Senator Gelserbauman opposed the A6 amendment, arguing it risked deterring young people from seeking care. "I cannot support this measure ... the fear that that could put in them for accessing the health care that they need, I think would be chilling and and put their lives at risk," she said. Senator Thatcher defended the amendments' sponsor intent as preserving the status quo for minors, saying the change "keeps existing law intact" and "does not change the law for care provided for that age group."

Committee members also debated A8, which would explicitly exempt criminal investigations from the bill's noncooperation direction; opponents warned a broad reading could allow federal criminalization to swallow the bill's protections. Supporters said the amendment simply clarified law‑enforcement access for credible criminal investigations.

A9, intended to preserve researchers' access to de‑identified public‑health data, also drew debate over privacy and HIPAA concerns. Supporters said the amendment would prevent the bill from inadvertently blocking legitimate public‑health research; some senators said they were uncomfortable adopting the change at the work‑session without further discussion.
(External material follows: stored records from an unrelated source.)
PR #266, opened 2020-10-24
Add example on how to run it in GitHub Actions

warden:


warden:
Does that make sense for you? @jglick @oleg-nenashev

README.md
```diff
@@ -194,6 +194,42 @@ electricflow=cloudbees-flow-%s
...
+        VERSION: ${{ github.event.inputs.branch }}
+        JENKINS_VERSION: ${{ github.event.inputs.jenkins_ver }}
+      volumes:
+        - /home/runner/work/__w/out:/pct/out
+    steps:
+      - run: run-pct
+      - uses: actions/upload-artifact@v2
+        with:
+          name: pct-report
+          path: /home/runner/work/__w/out/pct-report.html
```
jglick, line 230: IIRC this will omit details.

README.md
```diff
@@ -194,6 +194,42 @@ electricflow=cloudbees-flow-%s
...
+  workflow_dispatch:
+    inputs:
+      jenkins_ver:
+        description: 'Jenkins version'
+        required: true
+        default: '2.249.2'
+      branch:
+        description: 'Branch to test'
+        required: true
+        default: 'master'
```
jglick, line 212: Would it not be more useful to do this on push/PR events, with the actual commit? So you can see if a _proposed_ change would break PCT, before merging?

jglick:
Also running just one plugin by itself in PCT is barely useful. `buildPlugin` already supports testing against newer Jenkins versions. What you really want to test is whether changes to this plugin would break specific _other_ plugins. Would like to see something like that in `buildPlugin`. (Less useful in Actions because then all tests must run in the PCT Docker image, with limited tools and no opportunity to use `docker-fixtures`.)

After roll‑call votes, the committee rejected the A6, A8, A9 and A7 amendments and then voted to advance HB 4,088 A to the floor with a due‑pass recommendation. The chair recorded notice of a possible minority report on the bill. The committee assigned carriers for floor action and closed the work session on the bill.

What happens next: HB 4,088 A will be carried to the Senate floor with a due‑pass recommendation; any minority report filed will be noted on the record before floor consideration.